PR #19960, opened 2017-11-09
sql,parser: Add SCRUB support for checking SQL CHECK and FOREIGN KEY

lgo:
This adds the stubbed scrub command to check constraints.

    SCRUB TABLE <table> WITH OPTIONS CONSTRAINT ALL
    SCRUB TABLE <table> WITH OPTIONS CONSTRAINT (<constraint_name>...)

Currently, the constraints supported are SQL CHECK and FOREIGN KEY.


knz:
@dt would you mind checking the FK-related logic in here?

knz:
Reviewed 6 of 6 files at r1, 3 of 3 files at r2, 2 of 2 files at r3.

---

*[pkg/sql/scrub.go, line 525 at r3](https://reviewable.io:443/reviews/cockroachdb/cockroach/19960#-Ky_RV4hqag-lya-omrD:-Ky_RV4hqag-lya-omrE:bvrbzi5) ([raw file](https://github.com/cockroachdb/cockroach/blob/6506f50b8263d30194b82a0125a8b833976c6b8a/pkg/sql/scrub.go#L525)):*
> ```Go
> 		if i > 0 {
> 			buf.WriteByte(' ')
> 			buf.WriteString(conjunction)
> ```

I don't understand this. Can you explain? (in a comment)

---


*Comments from [Reviewable](https://reviewable.io:443/reviews/cockroachdb/cockroach/19960)*

lego:
Review status: 0 of 6 files reviewed at latest revision, 1 unresolved discussion, some commit checks pending.

---

*[pkg/sql/scrub.go, line 525 at r3](https://reviewable.io:443/reviews/cockroachdb/cockroach/19960#-Ky_RV4hqag-lya-omrD:-Kyq56p5AZt1qmJ5smWn:b-bopvs3) ([raw file](https://github.com/cockroachdb/cockroach/blob/6506f50b8263d30194b82a0125a8b833976c6b8a/pkg/sql/scrub.go#L525)):*

I don't understand this. Can you explain? (in a comment)
</blockquote></details>

Done, added it to the function comment.

---


*Comments from [Reviewable](https://reviewable.io:443/reviews/cockroachdb/cockroach/19960)*

lego:
Bump @knz.

Also bumping @dt for FKey specific stuff. I also realized earlier with another feature that querying with equality on nullable columns (i.e. when `NULL = NULL` is false) may result in missing some matches. I briefly checked, and it looks like FKey constraints work on the assumption that `NULL = NULL` matches, e.g. if some of the FKey columns are null. Does this sound right?

(If that is true, then I'll also need to modify the query used here to be similar to #20177 where the join will match on `NULL`)

knz:
:lgtm: - my sincerest apologies for delaying my review.
Please consider splitting `scrub.go` in multiple files.

---

Reviewed 3 of 9 files at r4, 1 of 3 files at r5, 2 of 2 files at r6.

---

*[pkg/sql/scrub.go, line 798 at r6](https://reviewable.io:443/reviews/cockroachdb/cockroach/19960#-KzzLOARKQm2-3IsrCzY:-KzzLOARKQm2-3IsrCzZ:byzgjwq) ([raw file](https://github.com/cockroachdb/cockroach/blob/c2dcc4b9ecb6739c6c8c9cb8e41ef8b9a04618bc/pkg/sql/scrub.go#L798)):*
> ```Go
> 	return rows, nil
> }
> ```

Please split the various checkers in separate source files (`scrub_index.go`, `scrub_constraint.go`, `scrub_fk.go`,  etc)

---


*Comments from [Reviewable](https://reviewable.io:443/reviews/cockroachdb/cockroach/19960#-:-KzzL_QfD6Vu8LKBaCcL:b4aj9ff)*

lego:
TYFR.

I split the new checks into their respective files but left the existing index check to prevent conflicts in other in-flight PRs. I'll come back to moving that after those PRs have merged.


To follow up on the last comment I made about FKey check correctness. The current check is correct when there are `NULL` values in FKeys but this PR also exhibits the poor performance that https://github.com/cockroachdb/cockroach/pull/20177 fixes. Whichever merges later will have to be modified, most likely the other PR.

---

Review status: 1 of 8 files reviewed at latest revision, 1 unresolved discussion, some commit checks pending.

---



*Comments from [Reviewable](https://reviewable.io:443/reviews/cockroachdb/cockroach/19960#-:-L-2pECTRxuzuHxOuRLM:b-yxntrt)*

lego:
Sorry for another heap of changes!

This time it was rebasing around some of the refactorings and matching that (e.g., run state). I also made the FKey performance change in the last comment as this PR ended up coming after :). The FKey check now uses the same special join modifier as index checks, where we force `NULL = NULL` to be true in order to use a far more efficient join.

---

Review status: 1 of 9 files reviewed at latest revision, 1 unresolved discussion, some commit checks pending.

---



*Comments from [Reviewable](https://reviewable.io:443/reviews/cockroachdb/cockroach/19960#-:-L-D9WcUBBiA_C6rpb6N:b-esl3tu)*

knz:
:lgtm: with nit

---

Reviewed 3 of 9 files at r4, 5 of 5 files at r7, 1 of 4 files at r8, 5 of 5 files at r9.

---

*[pkg/sql/logictest/testdata/logic_test/distsql_scrub, line 26 at r9](https://reviewable.io:443/reviews/cockroachdb/cockroach/19960#-L-Hv1bTXeMKvWvVw8Q4:-L-Hv1bTXeMKvWvVw8Q5:b-dhciru) ([raw file](https://github.com/cockroachdb/cockroach/blob/9cb867dcaee7fb1b05cea58c0969f6409d3a9a63/pkg/sql/logictest/testdata/logic_test/distsql_scrub#L26)):*
> ```
> statement ok
> CREATE TABLE parent (
> 	id INT PRIMARY KEY,
> ```

spaces not tabs, throughout

---


*Comments from [Reviewable](https://reviewable.io:443/reviews/cockroachdb/cockroach/19960#-:-L-HvL9SQldNvwvYe2u3:b-xv64lu)*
************
**REQUIRED ACTION:** Your answer should be the records above, set down exactly.

**OUTPUT FOR THIS TASK:**
PR #19960, opened 2017-11-09
sql,parser: Add SCRUB support for checking SQL CHECK and FOREIGN KEY

lgo:
This adds the stubbed scrub command to check constraints.

    SCRUB TABLE <table> WITH OPTIONS CONSTRAINT ALL
    SCRUB TABLE <table> WITH OPTIONS CONSTRAINT (<constraint_name>...)

Currently, the constraints supported are SQL CHECK and FOREIGN KEY.


knz:
@dt would you mind checking the FK-related logic in here?

knz:
Reviewed 6 of 6 files at r1, 3 of 3 files at r2, 2 of 2 files at r3.

---

*[pkg/sql/scrub.go, line 525 at r3](https://reviewable.io:443/reviews/cockroachdb/cockroach/19960#-Ky_RV4hqag-lya-omrD:-Ky_RV4hqag-lya-omrE:bvrbzi5) ([raw file](https://github.com/cockroachdb/cockroach/blob/6506f50b8263d30194b82a0125a8b833976c6b8a/pkg/sql/scrub.go#L525)):*
> ```Go
> 		if i > 0 {
> 			buf.WriteByte(' ')
> 			buf.WriteString(conjunction)
> ```

I don't understand this. Can you explain? (in a comment)

---


*Comments from [Reviewable](https://reviewable.io:443/reviews/cockroachdb/cockroach/19960)*

lego:
Review status: 0 of 6 files reviewed at latest revision, 1 unresolved discussion, some commit checks pending.

---

*[pkg/sql/scrub.go, line 525 at r3](https://reviewable.io:443/reviews/cockroachdb/cockroach/19960#-Ky_RV4hqag-lya-omrD:-Kyq56p5AZt1qmJ5smWn:b-bopvs3) ([raw file](https://github.com/cockroachdb/cockroach/blob/6506f50b8263d30194b82a0125a8b833976c6b8a/pkg/sql/scrub.go#L525)):*

I don't understand this. Can you explain? (in a comment)
</blockquote></details>

Done, added it to the function comment.

---


*Comments from [Reviewable](https://reviewable.io:443/reviews/cockroachdb/cockroach/19960)*

lego:
Bump @knz.

Also bumping @dt for FKey specific stuff. I also realized earlier with another feature that querying with equality on nullable columns (i.e. when `NULL = NULL` is false) may result in missing some matches. I briefly checked, and it looks like FKey constraints work on the assumption that `NULL = NULL` matches, e.g. if some of the FKey columns are null. Does this sound right?

(If that is true, then I'll also need to modify the query used here to be similar to #20177 where the join will match on `NULL`)

knz:
:lgtm: - my sincerest apologies for delaying my review.
Please consider splitting `scrub.go` in multiple files.

---

Reviewed 3 of 9 files at r4, 1 of 3 files at r5, 2 of 2 files at r6.

---

*[pkg/sql/scrub.go, line 798 at r6](https://reviewable.io:443/reviews/cockroachdb/cockroach/19960#-KzzLOARKQm2-3IsrCzY:-KzzLOARKQm2-3IsrCzZ:byzgjwq) ([raw file](https://github.com/cockroachdb/cockroach/blob/c2dcc4b9ecb6739c6c8c9cb8e41ef8b9a04618bc/pkg/sql/scrub.go#L798)):*
> ```Go
> 	return rows, nil
> }
> ```

Please split the various checkers in separate source files (`scrub_index.go`, `scrub_constraint.go`, `scrub_fk.go`,  etc)

---


*Comments from [Reviewable](https://reviewable.io:443/reviews/cockroachdb/cockroach/19960#-:-KzzL_QfD6Vu8LKBaCcL:b4aj9ff)*

lego:
TYFR.

I split the new checks into their respective files but left the existing index check to prevent conflicts in other in-flight PRs. I'll come back to moving that after those PRs have merged.


To follow up on the last comment I made about FKey check correctness. The current check is correct when there are `NULL` values in FKeys but this PR also exhibits the poor performance that https://github.com/cockroachdb/cockroach/pull/20177 fixes. Whichever merges later will have to be modified, most likely the other PR.

---

Review status: 1 of 8 files reviewed at latest revision, 1 unresolved discussion, some commit checks pending.

---



*Comments from [Reviewable](https://reviewable.io:443/reviews/cockroachdb/cockroach/19960#-:-L-2pECTRxuzuHxOuRLM:b-yxntrt)*

lego:
Sorry for another heap of changes!

This time it was rebasing around some of the refactorings and matching that (e.g., run state). I also made the FKey performance change in the last comment as this PR ended up coming after :). The FKey check now uses the same special join modifier as index checks, where we force `NULL = NULL` to be true in order to use a far more efficient join.

---

Review status: 1 of 9 files reviewed at latest revision, 1 unresolved discussion, some commit checks pending.

---



*Comments from [Reviewable](https://reviewable.io:443/reviews/cockroachdb/cockroach/19960#-:-L-D9WcUBBiA_C6rpb6N:b-esl3tu)*

knz:
:lgtm: with nit

---

Reviewed 3 of 9 files at r4, 5 of 5 files at r7, 1 of 4 files at r8, 5 of 5 files at r9.

---

*[pkg/sql/logictest/testdata/logic_test/distsql_scrub, line 26 at r9](https://reviewable.io:443/reviews/cockroachdb/cockroach/19960#-L-Hv1bTXeMKvWvVw8Q4:-L-Hv1bTXeMKvWvVw8Q5:b-dhciru) ([raw file](https://github.com/cockroachdb/cockroach/blob/9cb867dcaee7fb1b05cea58c0969f6409d3a9a63/pkg/sql/logictest/testdata/logic_test/distsql_scrub#L26)):*
> ```
> statement ok
> CREATE TABLE parent (
> 	id INT PRIMARY KEY,
> ```

spaces not tabs, throughout

---


*Comments from [Reviewable](https://reviewable.io:443/reviews/cockroachdb/cockroach/19960#-:-L-HvL9SQldNvwvYe2u3:b-xv64lu)*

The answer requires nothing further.